Whether discussed as an ideology, orientation, practice or pedagogy, translanguaging has been embraced for its potential to build inclusive environments where language differences are celebrated and worked through in dynamic and fluid ways. If many studies focus on where and how translanguaging occurs, very few studies have looked into the ways in which practitioners new to the term respond to it. What happens when student teachers in a TESOL programme first encounter the term and have to (re)negotiate beliefs, practices and connections in light of new learning and teaching experiences? To address this question, the present research followed nine TESOL student teachers over the course of a year and a half as they studied for their masters’ and moved into new environments afterwards.
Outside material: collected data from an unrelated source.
PR #6303, opened 2024-09-04
🎨 Improve worskpace feature (1. Part)

matusdrobuliak66:
## What do these changes do?
@odeimaiz first part of improvements
- [x] Add `workspace_id` and `folder_id` on creation of project
- [x] overwrite project access rights with workspace access rights if project in workspace
- [x] add `workspace_id` to `folderGet`
- [x] add ``myAccessRIghts`` to `folderGet`

Bonus: set `AWS_S3_CLI_S3` to null

In the next PR moving between workspaces will be introduced

## Dev-ops checklist


GitHK (approved):
👍

.env-devel
```diff
@@ -32,7 +32,7 @@ AUTOSCALING_NODES_MONITORING=null
 AUTOSCALING_POLL_INTERVAL=10
 AUTOSCALING_SSM_ACCESS=null
 
-AWS_S3_CLI_S3='{"S3_ACCESS_KEY":"12345678", "S3_BUCKET_NAME":"simcore", "S3_ENDPOINT": "http://172.17.0.1:9001", "S3_SECRET_KEY": "12345678", "S3_REGION": "us-east-1"}'
+AWS_S3_CLI_S3=null
```
sanderegg, line 35: ah but this only disables locally, not in master.

services/web/server/src/simcore_service_webserver/projects/_crud_api_create.py
```diff
@@ -264,8 +264,30 @@ async def create_project(  # pylint: disable=too-many-arguments,too-many-branche
...
+                await check_user_workspace_access(
+                    request.app,
+                    user_id=user_id,
+                    workspace_id=workspace_id,
+                    product_name=product_name,
+                    permission="write",
+                )
+            if folder_id := predefined_project.get("folderId", None):
+                # Check user has access to folder
+                await folders_db.get_for_user_or_workspace(
```
sanderegg, line 281: her same. instead of having this comment. why not have the function that does it?

services/web/server/src/simcore_service_webserver/projects/_crud_api_create.py
```diff
@@ -323,6 +344,17 @@ async def create_project(  # pylint: disable=too-many-arguments,too-many-branche
         )
         task_progress.update()
 
+        # 3.2 move project to proper folder
```
sanderegg, line 347: Question: can something fail here? I do not see anything added in the exception catching below so I ask. normally if something fail the project should not stay in the user list of projects, it should be deleted.

services/web/server/tests/unit/with_dbs/02/test_projects_crud_handlers__clone_in_workspace_and_folder.py
```diff
@@ -0,0 +1,141 @@
...
+        con.execute(workspaces.delete())
+
+
+@pytest.fixture
+def fake_project(
+    fake_project: ProjectDict,
+    workbench_db_column: dict[str, Any],
+    create_workspace_and_folder: tuple[WorkspaceID, FolderID],
+) -> ProjectDict:
+    # OVERRIDES user_project
```
sanderegg, line 64: I am not sure that comment actually fits what you are doing here.
you override fake_project not user_project.

services/web/server/tests/unit/with_dbs/02/test_projects_crud_handlers__clone_in_workspace_and_folder.py
```diff
@@ -0,0 +1,141 @@
...
+        if long_running_task.done():
+            data = await long_running_task.result()
+
+    assert data is not None
+    return ProjectGet.parse_obj(data)
+
+
+@pytest.mark.parametrize(
+    "user_role",
+    [UserRole.USER],
```
sanderegg, line 88: and you do check the other Roles somewhere right? ;)

sanderegg (approved):
If this PR fixes the issue with the closing of jupyter lab, can you please reference it so that it actually gets closed? thanks. Actually I saw this does not fix it but only disable locally.

Otherwise thanks for the rest

odeimaiz (approved):
Go go go!!

.env-devel
matusdrobuliak66: in master it was already changed in the ops deployments repo :+1:

services/web/server/src/simcore_service_webserver/projects/_crud_api_create.py
matusdrobuliak66: Valid point let me double check.

services/web/server/tests/unit/with_dbs/02/test_projects_crud_handlers__clone_in_workspace_and_folder.py
matusdrobuliak66: I didn't create a new endpoint, but let me check whether there is some test for that :+1:

matusdrobuliak66: there is none, I will add one :+1:

services/web/server/src/simcore_service_webserver/projects/_crud_api_create.py
matusdrobuliak66: Ok so basically as this is a new project id you are inserting, nothing should fail.

services/web/server/src/simcore_service_webserver/workspaces/_workspaces_db.py
```diff
@@ -132,9 +132,7 @@ async def list_workspaces_for_user(
             my_access_rights_subquery.c.my_access_rights,
         )
         .select_from(
-            workspaces.join(access_rights_subquery, isouter=True).join(
-                my_access_rights_subquery
-            )
+            workspaces.join(access_rights_subquery).join(my_access_rights_subquery)
```
pcrespov, line 135: so at the end it was `isrouter=False`?

services/web/server/src/simcore_service_webserver/projects/projects_api.py
```diff
@@ -196,7 +198,18 @@ async def get_project_for_user(
...
+        workspace_db: UserWorkspaceAccessRightsDB = (
+            await workspaces_db.get_workspace_for_user(
+                app=app,
+                user_id=user_id,
+                workspace_id=project["workspaceId"],
+                product_name=product_name,
+            )
+        )
+        project["accessRights"] = {
+            key: access.dict() for key, access in workspace_db.access_rights.items()
```
pcrespov, line 211: MINOR: `gid` instead of `key` ?

services/web/server/src/simcore_service_webserver/projects/_tags_api.py
```diff
@@ -32,6 +34,20 @@ async def add_tag(
...
+        workspace_db: UserWorkspaceAccessRightsDB = (
+            await workspaces_db.get_workspace_for_user(
+                app=app,
+                user_id=user_id,
+                workspace_id=project["workspaceId"],
+                product_name=product_name,
+            )
+        )
+        project["accessRights"] = {
+            key: access.dict() for key, access in workspace_db.access_rights.items()
```
pcrespov, line 48: same here

services/web/server/src/simcore_service_webserver/projects/_tags_api.py
```diff
@@ -52,4 +68,18 @@ async def remove_tag(
     project: ProjectDict = await db.remove_tag(
         project_uuid=f"{project_uuid}", user_id=user_id, tag_id=tag_id
     )
+
+    if project["workspaceId"] is not None:
```
pcrespov, line 72: perhaps you can factor out these two in a separate protected helper?

pcrespov (approved):
thx!

services/web/server/src/simcore_service_webserver/workspaces/_workspaces_db.py
matusdrobuliak66: no no this `outer` doesn't add any value so I just removed it.

services/web/server/src/simcore_service_webserver/projects/projects_api.py
matusdrobuliak66: improved :+1:

services/web/server/src/simcore_service_webserver/projects/_tags_api.py
matusdrobuliak66: yes, I might do it in upcoming PR, as there are more places where are use the same thing.

YuryHrytsuk (approved):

Drawing upon translingual research and cognitive approaches to language, the researchers conducted a thematic and metaphor analysis into students’ language ideologies, their evolving conceptualisations of what languages are and how they are used, their language practices and networks. Findings reveal that student teachers negotiate complex ideological configurations that make translanguaging an alternative yet hard-toimplement framework, especially in the context of classroom teaching. Given student teachers’ language histories, and the current demands of teaching and learning, they tend not to make strong ideological and practical commitments and recognise that context is the primary determinant of their beliefs, practices and networks. While this flexibility is necessary and useful for current global contexts, it also potentially leaves new teachers with multiple unresolved, contradictory and, at times, problematic language positions and practices.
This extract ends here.